## REQUIREMENT
In the entries below, every line with the string "after" is to be reported.
____
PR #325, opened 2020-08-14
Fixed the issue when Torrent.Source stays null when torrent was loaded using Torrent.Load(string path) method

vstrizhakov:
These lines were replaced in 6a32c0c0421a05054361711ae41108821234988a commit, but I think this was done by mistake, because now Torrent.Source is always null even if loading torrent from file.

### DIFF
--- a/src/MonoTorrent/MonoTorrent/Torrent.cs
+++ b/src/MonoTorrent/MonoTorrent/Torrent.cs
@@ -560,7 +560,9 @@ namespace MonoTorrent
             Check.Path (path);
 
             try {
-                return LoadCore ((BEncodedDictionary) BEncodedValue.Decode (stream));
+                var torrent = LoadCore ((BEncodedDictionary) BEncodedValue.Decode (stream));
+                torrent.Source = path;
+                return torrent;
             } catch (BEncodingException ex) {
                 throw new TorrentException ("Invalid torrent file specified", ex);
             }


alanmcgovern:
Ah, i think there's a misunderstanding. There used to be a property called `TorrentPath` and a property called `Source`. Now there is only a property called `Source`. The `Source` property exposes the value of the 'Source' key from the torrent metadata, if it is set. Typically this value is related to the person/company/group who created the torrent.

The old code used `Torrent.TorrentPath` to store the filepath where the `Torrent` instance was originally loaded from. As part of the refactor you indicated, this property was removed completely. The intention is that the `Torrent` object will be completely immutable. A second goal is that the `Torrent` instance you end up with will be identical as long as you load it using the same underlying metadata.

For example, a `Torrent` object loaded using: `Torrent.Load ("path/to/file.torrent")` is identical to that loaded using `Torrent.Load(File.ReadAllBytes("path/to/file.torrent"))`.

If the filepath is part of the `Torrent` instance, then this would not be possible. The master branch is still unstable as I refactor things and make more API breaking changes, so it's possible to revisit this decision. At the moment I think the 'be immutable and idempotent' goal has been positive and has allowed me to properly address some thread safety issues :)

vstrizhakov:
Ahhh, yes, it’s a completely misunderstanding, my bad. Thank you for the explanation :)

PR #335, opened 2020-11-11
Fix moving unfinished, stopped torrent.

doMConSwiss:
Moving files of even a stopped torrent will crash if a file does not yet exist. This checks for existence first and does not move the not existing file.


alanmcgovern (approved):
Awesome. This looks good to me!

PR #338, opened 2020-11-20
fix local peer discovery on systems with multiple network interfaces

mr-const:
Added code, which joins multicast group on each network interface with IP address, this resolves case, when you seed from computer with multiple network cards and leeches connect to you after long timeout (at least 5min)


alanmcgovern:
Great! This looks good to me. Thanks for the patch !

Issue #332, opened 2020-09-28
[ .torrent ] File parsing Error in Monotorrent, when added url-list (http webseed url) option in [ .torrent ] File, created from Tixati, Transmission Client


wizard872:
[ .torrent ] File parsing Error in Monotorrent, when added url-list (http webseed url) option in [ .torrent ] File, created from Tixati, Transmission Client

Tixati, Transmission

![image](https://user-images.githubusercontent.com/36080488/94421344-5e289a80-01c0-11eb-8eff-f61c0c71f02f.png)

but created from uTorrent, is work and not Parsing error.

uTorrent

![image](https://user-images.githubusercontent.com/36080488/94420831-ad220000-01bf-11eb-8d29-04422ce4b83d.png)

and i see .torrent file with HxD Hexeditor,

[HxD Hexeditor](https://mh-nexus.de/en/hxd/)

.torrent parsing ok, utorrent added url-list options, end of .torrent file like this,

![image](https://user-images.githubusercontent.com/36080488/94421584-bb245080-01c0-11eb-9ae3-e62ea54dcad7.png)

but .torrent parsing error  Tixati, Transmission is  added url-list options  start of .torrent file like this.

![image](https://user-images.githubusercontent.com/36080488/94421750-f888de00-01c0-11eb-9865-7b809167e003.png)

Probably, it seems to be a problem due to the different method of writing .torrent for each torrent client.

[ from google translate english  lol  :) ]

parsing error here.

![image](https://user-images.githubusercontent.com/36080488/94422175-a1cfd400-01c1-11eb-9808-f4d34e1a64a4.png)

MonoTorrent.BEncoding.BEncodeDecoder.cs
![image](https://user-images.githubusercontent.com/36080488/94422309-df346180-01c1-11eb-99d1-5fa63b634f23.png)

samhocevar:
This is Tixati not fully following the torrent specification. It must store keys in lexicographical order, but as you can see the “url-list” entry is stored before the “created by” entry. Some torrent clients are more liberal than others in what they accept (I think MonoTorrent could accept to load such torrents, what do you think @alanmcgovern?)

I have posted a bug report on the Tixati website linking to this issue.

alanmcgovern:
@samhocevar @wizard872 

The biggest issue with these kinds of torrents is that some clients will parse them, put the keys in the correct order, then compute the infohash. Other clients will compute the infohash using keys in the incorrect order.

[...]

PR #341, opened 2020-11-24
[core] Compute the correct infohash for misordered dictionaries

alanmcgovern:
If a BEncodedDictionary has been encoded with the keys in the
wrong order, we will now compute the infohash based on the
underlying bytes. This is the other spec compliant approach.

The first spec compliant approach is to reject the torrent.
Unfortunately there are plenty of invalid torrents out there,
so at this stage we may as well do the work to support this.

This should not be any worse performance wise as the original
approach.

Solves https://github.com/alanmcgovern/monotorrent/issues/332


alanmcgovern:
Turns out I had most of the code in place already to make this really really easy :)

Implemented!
____
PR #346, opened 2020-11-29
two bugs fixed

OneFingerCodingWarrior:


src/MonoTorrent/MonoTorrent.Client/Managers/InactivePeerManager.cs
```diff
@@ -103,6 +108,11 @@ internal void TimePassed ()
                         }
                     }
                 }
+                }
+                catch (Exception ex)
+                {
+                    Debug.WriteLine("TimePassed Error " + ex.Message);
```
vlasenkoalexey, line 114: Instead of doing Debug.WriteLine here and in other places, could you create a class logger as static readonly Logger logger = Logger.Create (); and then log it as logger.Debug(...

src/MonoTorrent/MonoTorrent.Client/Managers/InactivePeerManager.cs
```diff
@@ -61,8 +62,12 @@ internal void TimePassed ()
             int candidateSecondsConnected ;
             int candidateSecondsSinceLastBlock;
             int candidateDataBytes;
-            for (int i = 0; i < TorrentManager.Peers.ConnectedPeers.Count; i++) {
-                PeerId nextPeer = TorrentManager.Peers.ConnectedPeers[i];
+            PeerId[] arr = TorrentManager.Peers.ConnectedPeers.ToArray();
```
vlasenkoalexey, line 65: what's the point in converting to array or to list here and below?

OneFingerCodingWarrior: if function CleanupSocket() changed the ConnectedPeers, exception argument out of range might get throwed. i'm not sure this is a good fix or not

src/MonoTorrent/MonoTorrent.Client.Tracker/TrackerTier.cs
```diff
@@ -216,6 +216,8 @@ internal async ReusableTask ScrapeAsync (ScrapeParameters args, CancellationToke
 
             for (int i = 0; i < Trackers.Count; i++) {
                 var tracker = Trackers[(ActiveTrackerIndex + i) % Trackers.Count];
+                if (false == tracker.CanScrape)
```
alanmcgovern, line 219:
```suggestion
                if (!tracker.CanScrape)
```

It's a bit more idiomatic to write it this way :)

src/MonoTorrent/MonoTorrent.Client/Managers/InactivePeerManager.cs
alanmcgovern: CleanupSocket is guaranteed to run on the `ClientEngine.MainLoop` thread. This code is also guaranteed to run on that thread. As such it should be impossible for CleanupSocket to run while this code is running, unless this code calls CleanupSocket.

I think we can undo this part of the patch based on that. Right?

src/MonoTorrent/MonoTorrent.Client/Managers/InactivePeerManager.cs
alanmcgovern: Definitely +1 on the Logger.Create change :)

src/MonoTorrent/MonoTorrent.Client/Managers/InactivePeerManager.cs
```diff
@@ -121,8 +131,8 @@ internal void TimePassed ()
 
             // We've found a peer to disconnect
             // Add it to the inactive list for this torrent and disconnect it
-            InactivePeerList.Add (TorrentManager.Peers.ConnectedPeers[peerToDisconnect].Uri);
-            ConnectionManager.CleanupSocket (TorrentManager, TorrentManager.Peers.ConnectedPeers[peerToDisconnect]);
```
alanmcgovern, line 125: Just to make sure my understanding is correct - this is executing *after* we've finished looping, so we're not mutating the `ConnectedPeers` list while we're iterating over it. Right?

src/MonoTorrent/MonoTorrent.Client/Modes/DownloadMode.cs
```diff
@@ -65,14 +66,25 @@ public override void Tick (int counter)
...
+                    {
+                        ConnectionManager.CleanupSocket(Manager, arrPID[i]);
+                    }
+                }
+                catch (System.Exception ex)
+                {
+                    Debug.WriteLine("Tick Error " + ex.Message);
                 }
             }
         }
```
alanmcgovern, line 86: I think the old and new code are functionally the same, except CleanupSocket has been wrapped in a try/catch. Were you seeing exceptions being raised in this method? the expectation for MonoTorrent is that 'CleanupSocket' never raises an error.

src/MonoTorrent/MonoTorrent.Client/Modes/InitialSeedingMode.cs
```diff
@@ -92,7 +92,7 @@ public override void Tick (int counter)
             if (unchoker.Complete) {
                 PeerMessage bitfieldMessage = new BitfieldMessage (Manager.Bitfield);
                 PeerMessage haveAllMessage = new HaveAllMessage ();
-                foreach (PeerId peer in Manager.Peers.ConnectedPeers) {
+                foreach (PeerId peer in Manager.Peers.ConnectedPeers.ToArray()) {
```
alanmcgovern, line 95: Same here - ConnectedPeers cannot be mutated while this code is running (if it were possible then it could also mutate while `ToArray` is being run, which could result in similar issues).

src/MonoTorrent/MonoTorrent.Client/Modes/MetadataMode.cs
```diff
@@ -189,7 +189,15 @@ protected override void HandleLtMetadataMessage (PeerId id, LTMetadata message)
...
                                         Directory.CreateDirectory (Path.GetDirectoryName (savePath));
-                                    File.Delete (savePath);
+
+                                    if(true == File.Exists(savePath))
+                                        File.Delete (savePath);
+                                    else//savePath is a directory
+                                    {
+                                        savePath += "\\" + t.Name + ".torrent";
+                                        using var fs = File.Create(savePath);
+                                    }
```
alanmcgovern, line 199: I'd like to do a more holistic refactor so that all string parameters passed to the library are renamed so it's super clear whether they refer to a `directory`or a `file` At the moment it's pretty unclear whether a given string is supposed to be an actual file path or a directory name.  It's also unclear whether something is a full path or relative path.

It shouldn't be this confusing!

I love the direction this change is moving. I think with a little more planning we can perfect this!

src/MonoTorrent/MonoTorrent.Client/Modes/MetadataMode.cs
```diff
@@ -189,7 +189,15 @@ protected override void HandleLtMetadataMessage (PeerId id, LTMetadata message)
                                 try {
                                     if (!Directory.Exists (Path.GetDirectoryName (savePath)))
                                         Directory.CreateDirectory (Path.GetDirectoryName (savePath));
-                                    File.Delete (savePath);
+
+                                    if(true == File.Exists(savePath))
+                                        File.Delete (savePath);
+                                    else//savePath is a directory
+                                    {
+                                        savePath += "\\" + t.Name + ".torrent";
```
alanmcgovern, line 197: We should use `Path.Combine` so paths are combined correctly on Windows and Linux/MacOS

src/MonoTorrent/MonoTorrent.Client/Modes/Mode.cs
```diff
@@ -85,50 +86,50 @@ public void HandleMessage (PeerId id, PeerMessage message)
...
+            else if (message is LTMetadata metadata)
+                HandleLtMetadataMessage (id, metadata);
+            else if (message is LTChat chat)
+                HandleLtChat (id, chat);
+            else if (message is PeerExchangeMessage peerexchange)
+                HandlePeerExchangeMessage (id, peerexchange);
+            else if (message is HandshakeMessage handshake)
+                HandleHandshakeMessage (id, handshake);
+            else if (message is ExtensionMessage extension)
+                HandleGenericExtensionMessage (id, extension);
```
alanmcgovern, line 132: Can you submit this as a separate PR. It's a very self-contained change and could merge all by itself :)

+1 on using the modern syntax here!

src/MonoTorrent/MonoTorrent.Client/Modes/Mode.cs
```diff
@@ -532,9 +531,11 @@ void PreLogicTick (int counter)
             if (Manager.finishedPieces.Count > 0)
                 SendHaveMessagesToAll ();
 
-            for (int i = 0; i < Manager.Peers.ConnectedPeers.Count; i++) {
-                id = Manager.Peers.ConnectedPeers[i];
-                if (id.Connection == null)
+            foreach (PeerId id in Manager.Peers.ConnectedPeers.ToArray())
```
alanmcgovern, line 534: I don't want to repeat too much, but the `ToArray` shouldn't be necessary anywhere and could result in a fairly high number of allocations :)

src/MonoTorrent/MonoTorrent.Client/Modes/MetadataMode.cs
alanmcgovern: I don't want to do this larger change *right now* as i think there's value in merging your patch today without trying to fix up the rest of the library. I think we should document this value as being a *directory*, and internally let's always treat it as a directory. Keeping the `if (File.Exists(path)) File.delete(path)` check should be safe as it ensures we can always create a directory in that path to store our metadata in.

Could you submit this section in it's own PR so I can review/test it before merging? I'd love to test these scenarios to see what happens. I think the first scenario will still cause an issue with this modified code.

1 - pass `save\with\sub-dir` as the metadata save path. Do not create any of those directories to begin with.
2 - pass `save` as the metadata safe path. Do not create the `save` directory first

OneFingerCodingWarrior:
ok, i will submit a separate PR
____
## SOLUTION
Added code, which joins multicast group on each network interface with IP address, this resolves case, when you seed from computer with multiple network cards and leeches connect to you after long timeout (at least 5min)
alanmcgovern, line 125: Just to make sure my understanding is correct - this is executing *after* we've finished looping, so we're not mutating the `ConnectedPeers` list while we're iterating over it. Right?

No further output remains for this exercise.